Senior Thesis Prize Winners
- Jessica Lambert '22 (Anthropology)
“Defending Our Freedom: The U.S. Military, Environmental Contamination, and Ongoing Native Land Theft in the Choctaw Nation”
My thesis looked at the impact of the McAlester Army Ammunition Plant (McAAP) in McAlester, Oklahoma on the Choctaw Nation on the environment and public health. I used methods from anthropology, history, environmental studies, geosciences, digital humanities, and other fields to uncover the relationship between the facility and the lived experiences of McAlester residents.
Abstract: Relatively little is known about environmental contamination on American Indian reservations in the United States. Yet the problem is widespread in Indian Country. I used ArcGIS Online to uncover 1,250 Superfund sites – sites with uncontrolled hazardous waste – on or within five miles of 302 Tribal Nations. I then investigated the environmental health of a town on the reservation of my Tribe, the Choctaw Nation, where the U.S. military decommissions old bombs through daily detonations. By testing surface and tap water, and by installing and monitoring air sensors, I evaluated and documented contamination of Choctaw water, land, and air. At the same time, I used anthropological field research and interviews to explore Choctaw experiences of this contamination and its adverse health effects. I argue that these environmental assaults on the Choctaw Nation are an expression of ongoing Native Land theft, aided by the politicization of environmental data and inadequate regulations.
- 2021 Co-Winner William Ughetta '21 (Computer Science)
"The Old Bailey, U.S. Reports, and OCR: Benchmarking AWS, Azure, and GCP on 360,000 Page Images"
One hundred eighty thousand images can be challenging to grasp. Looking at every single image in the Old Bailey for just one second each would take over two days and two hours.

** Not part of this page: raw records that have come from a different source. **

PR #1376, opened 2026-04-29
reporter/samples: add OriginData any to TraceEventMeta

gnurizen:
Adds a generic, optional extension point on `TraceEventMeta` that mirrors the existing `SampleKey.ExtraMeta any` field.

`Reporter` implementations that consume `TraceEventMeta` directly (rather than going through `BaseReporter` and `SampleAttrProducer`) currently have to either grow the shared struct with origin-specific fields, or use side channels, to carry origin-scoped payload (e.g. heap counters for a memory-profiling origin) through `Reporter.ReportTraceEvent`.

This adds a single `OriginData any` field that producers can set per-event and consumers can type-assert on based on `Origin`. The field is nil by default; existing producers and consumers are unaffected.

The pattern parallels `SampleKey.ExtraMeta any`, which already exists for the BaseReporter aggregation path.

### DIFF
--- a/reporter/samples/samples.go
+++ b/reporter/samples/samples.go
@@ -21,6 +21,10 @@ type TraceEventMeta struct {
 	PID, TID       libpf.PID
 	SpanID         libpf.APMSpanID
 	TraceID        libpf.APMTraceID
+
+	// OriginData carries optional Origin-specific payload through the Reporter
+	// interface without requiring origin-specific fields on this struct.
+	OriginData any
 }
 
 // TraceEvents holds known information about a trace.


gnurizen:
This may go away or become part of @florianl's probe work but just this change will allow us to avoid some merge churn friction.

florianl:
While I recognize that `AttrTableManager` is currently restricted to `AppendInt()` and `AppendOptionalString()`, I am hesitant to introduce another any functionality into the API. To better understand the need, could you specify which data types are missing and should be incorporated into `AttrTableManager`?

gnurizen:
To be honest we only use the `TraceReporter.ReportTraceEvent` interface.   Our memory profiling stuff sticks a bag of 4 counters into TraceEventMeta (Allocs,Frees,AllocBytes,FreeBytes) and our GPU profiler sticks some extra data in there as well (cuda stream,device id etc).   Not sure how the `AttrTableManager` helps us.

florianl:
> To be honest we only use the TraceReporter.ReportTraceEvent interface. 

That is perfectly fine. Just configure `ExtraSampleAttrProd` in [reporter.Config](https://github.com/open-telemetry/opentelemetry-ebpf-profiler/blob/49a1a4f2f2407b0706b1e82b25604032f8689f9b/reporter/config.go#L14) and once `repoter.ReportTraceEvent` is used to report a trace, [it will be called](https://github.com/open-telemetry/opentelemetry-ebpf-profiler/blob/49a1a4f2f2407b0706b1e82b25604032f8689f9b/reporter/base_reporter.go#L59-L62) to collect additional metadata.

gnurizen:
> That is perfectly fine. Just configure `ExtraSampleAttrProd` in [reporter.Config](https://github.com/open-telemetry/opentelemetry-ebpf-profiler/blob/49a1a4f2f2407b0706b1e82b25604032f8689f9b/reporter/config.go#L14) and once `repoter.ReportTraceEvent` is used to report a trace, [it will be called](https://github.com/open-telemetry/opentelemetry-ebpf-profiler/blob/49a1a4f2f2407b0706b1e82b25604032f8689f9b/reporter/base_reporter.go#L59-L62) to collect additional metadata.

Sorry I wasn't clear, we don't use baseReporter at all, we have own our reporter impl that avoids SampleKey/ResourceKey/TreeEvents and all of that.   So I guess my question is how can our custom unwinders pass information through the reporter interface that aren't resources that need de-duplication?   Seems like the options are a) stuff trace specific origin metadata in pseudo frames, b) add this field to TraceEventMeta or c) keep our fork divergent and just add stuff to TraceEventMeta like we've been doing.   Should I explore a?   Might be cleaner but I think it means we'd need to reserve a frame marker which feels wrong.

gnurizen:
If it helps here's the background on our use cases: [oomprof](http://github.com/parca-dev/oomprof) stuffs entire memory profiles into the ReportTraceEvent interface where each sample in the pprof is one call and the TraceEventMeta carries the memory profilers data (Allocs/Frees/AllocBytes/FreeBytes).   Kinda a square peg/round hole use case, we'd really like a vectorized ReportTraceEvents API but works for now.

The other use case is our GPU profiler metadata (device id, stream id, graph id etc) which we are currently stuff into the Trace.CustomLabels which is super hacky and we'd like to preserve those for customers.   Now that I think about it we could probably put that information into libpf.Frame fields since we already have a frame marker for GPU kernel traces.

I could probably stuff the 4 memory fields into a custom frame as well, let me know what you think.

gnurizen:
This seems to work: https://github.com/parca-dev/opentelemetry-ebpf-profiler/commit/d8c6b63b078385c848c6915dabdf8251c34cfca9

Thoughts @florianl?   Is there a special process around getting new frame markers added?  Surely we aren't the only ones interested in memory samples, although admittedly its a bit odd.

florianl:
Adding `OriginData any` creates a second untyped escape hatch in the API (alongside `SampleKey.ExtraMeta any` on the aggregation path). I'm not in favor of adding a second way/API to reporter for the same kind of information, as maintaining both adds up the technical debt, and `any` fields tend to make APIs harder to reason about and extend safely over time.

gnurizen:
Sorry I should have been clearer, the SHA I referenced is to a solution that doesn't add `OriginData any` but reserves a frame marker for memory samples and shoves the data into frame data, was hoping for a thumbs up/down before cleaning it up for a real PR.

If a human worked at this for only eight hours a day, it would take a whole week. Therefore, I created a web-based “explorer” to enable rapid investigation and random access of the whole dataset by allowing humans to search for anomalies using dynamically loaded metrics and to build an intuition for the contents of a dataset without attempting to look at every page.
Abstract: The goal of my thesis was to benchmark three leading Optical Character Recognition (OCR) cloud services from Amazon, Microsoft, and Google on over 360,000 page images of legal documents in the Old Bailey in London (1674-1913) and the U.S. Supreme Court and predecessor courts (1754-1915). Over the course of my project, I ran over a million cloud OCR calls on all three services combined, which was possible through generous funding from Princeton. Error rates were calculated by comparing OCR results for the Old Bailey against human transcriptions created for each page by the Old Bailey Online Project. The Supreme Court records, which do not have human transcriptions, serve only as a relative measure of similarity between services. Ultimately, I found that Amazon’s Textract service had the lowest error rate on the Old Bailey dataset, followed by Google’s Vision, and finally Microsoft’s Cognitive Services OCR. This work also led to the creation of the open-source tigerocr tool, which enables reproducible benchmarking of cloud services by handling their different interfaces and presents a unified file format for results that includes coordinates for each text block, line, and word.
- 2020 Winner Alice Xue ‘20 (Computer Science)
“Can a Machine Originate Art? Creating Traditional Chinese Landscape Paintings Using Artificial Intelligence”
The goal of my thesis was to generate traditional Chinese landscape paintings using artificial intelligence. To make the paintings edge-defined and high-quality, I developed a two-stage machine learning model based on a framework known as the Generative Adversarial Network (GAN). The first stage of the GAN generated sketches of the landscape painting, and the second stage painted within those sketches to produce the fake painting. In a survey of 262 people, the paintings generated by my model were mistaken as human art 55% of the time. This research is significant because it introduces a model so “intelligent” that it produces paintings good enough to pass as human-created.
Abstract: The Generative Adversarial Network (GAN) is a machine learning model that has introduced the possibility of artificial intelligence-created art. However, direct generation methods fail to create convincing artworks that are realistic and structurally well-defined. Here we present a GAN variant, CompositionGAN (CGAN), which originates edge-defined, artistically-structured paintings without a dependence on supervised style transfer. CGAN is composed of two stages, edge generation and edge-to-painting translation, and is trained on a new dataset of traditional Chinese landscape paintings never before used for generative research. A 242-person human Visual Turing Test study reveals that CGAN paintings are mistaken as human artwork over 55% of the time, significantly outperforming those of a baseline GAN model. Our work highlights the importance of artistic composition in art generation and takes an exciting step toward computational originality.